PR #319, opened 2025-07-18
Upgrade SDK version and fix user-agent changes to avoid prepending empty string

fuatbasik:
This PR does 2 things 
1/It updates SDK version to the same version as Iceberg. This is because SDK introduced a breaking change on user-agent evaluation. 
2/It adds a small check to User agent, does not prepend if string is empty. It confirms client can still make requests with different ObjectClientConfigurations (minimal checks to be fair) to ensure we can still read objects with different configurations.
3/ It adds CRCCheck class, taken out from SDK to confirm streams read from S3 are identical with and without AAL. 

---

### DIFF
--- a/object-client/src/main/java/software/amazon/s3/analyticsaccelerator/request/UserAgent.java
+++ b/object-client/src/main/java/software/amazon/s3/analyticsaccelerator/request/UserAgent.java
@@ -39,11 +39,13 @@ public final class UserAgent {
    * @param userAgentPrefix to prepend the default user-agent string
    */
   public void prepend(String userAgentPrefix) {
-    if (Objects.nonNull(userAgentPrefix) && !userAgentPrefix.isEmpty())
+    if (Objects.nonNull(userAgentPrefix) && !userAgentPrefix.trim().isEmpty()) {
       this.userAgent = sanitizeInput(userAgentPrefix) + " " + this.userAgent;
+    }
   }
 
   private static String sanitizeInput(String input) {
-    return input == null ? "unknown" : input.replaceAll(UA_DENYLIST_REGEX, "_");
+    if (Objects.isNull(input)) return "unknown";
+    return input.trim().replaceAll(UA_DENYLIST_REGEX, "_");
   }
 }
--- a/input-stream/src/integrationTest/java/software/amazon/s3/analyticsaccelerator/access/SDKClientTest.java
+++ b/input-stream/src/integrationTest/java/software/amazon/s3/analyticsaccelerator/access/SDKClientTest.java
@@ -18,7 +18,11 @@ package software.amazon.s3.analyticsaccelerator.access;
 import static org.junit.jupiter.api.Assertions.*;
 
 import java.io.IOException;
+import java.util.ArrayList;
+import java.util.List;
+import java.util.stream.Stream;
 import org.junit.jupiter.params.ParameterizedTest;
+import org.junit.jupiter.params.provider.Arguments;
 import org.junit.jupiter.params.provider.MethodSource;
 import software.amazon.s3.analyticsaccelerator.ObjectClientConfiguration;
 import software.amazon.s3.analyticsaccelerator.S3SdkObjectClient;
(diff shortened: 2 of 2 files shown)


input-stream/src/integrationTest/java/software/amazon/s3/analyticsaccelerator/access/ChecksumAssertions.java
```diff
@@ -17,16 +17,14 @@
...
-
 public class ChecksumAssertions {
   /**
    * Checksum assertion
    *
    * @param expected expected checksum
    * @param actual actual checksum
    */
-  public static void assertChecksums(SdkChecksum expected, SdkChecksum actual) {
+  public static void assertChecksums(Crc32CChecksum expected, Crc32CChecksum actual) {
```
rajdchak, line 27: sorry missing some knowledge here, why do we need to change this to Crc32CChecksum?

fuatbasik: thanks for asking. SDK deprecated Checksum algorithms, therefore, i took the same algorithm out of SDK and added to our code-base.

object-client/src/main/java/software/amazon/s3/analyticsaccelerator/request/UserAgent.java
```diff
@@ -39,7 +39,7 @@ public final class UserAgent {
    * @param userAgentPrefix to prepend the default user-agent string
    */
   public void prepend(String userAgentPrefix) {
-    if (Objects.nonNull(userAgentPrefix))
+    if (Objects.nonNull(userAgentPrefix) && !userAgentPrefix.isEmpty())
```
vaibhav5140, line 42: I think we can just use StringUtils.isNotEmpty(userAgentPrefix) instead of this

vaibhav5140: Can we use StringUtils.isNotBlank(userAgentPrefix) as this will handle whitespace only strings (like "   ", "\t") as well?

fuatbasik: StringUtils is an Apache Commons dependency but checking for whitespace characters is a really big call-out. Thanks.

object-client/src/main/java/software/amazon/s3/analyticsaccelerator/request/UserAgent.java
```diff
@@ -39,8 +39,10 @@ public final class UserAgent {
    * @param userAgentPrefix to prepend the default user-agent string
    */
   public void prepend(String userAgentPrefix) {
-    if (Objects.nonNull(userAgentPrefix))
+    if (Objects.nonNull(userAgentPrefix) && !userAgentPrefix.trim().isEmpty()) {
+      userAgentPrefix = userAgentPrefix.trim();
       this.userAgent = sanitizeInput(userAgentPrefix) + " " + this.userAgent;
```
stubz151, line 44: we have a sanitizeInput() method shouldn't that just trim it ?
· · · ·
» ACTION ITEM
Report every line of the entries that carries the word "provider".

» EXPECTED OUTPUT
+import org.junit.jupiter.params.provider.Arguments;
 import org.junit.jupiter.params.provider.MethodSource;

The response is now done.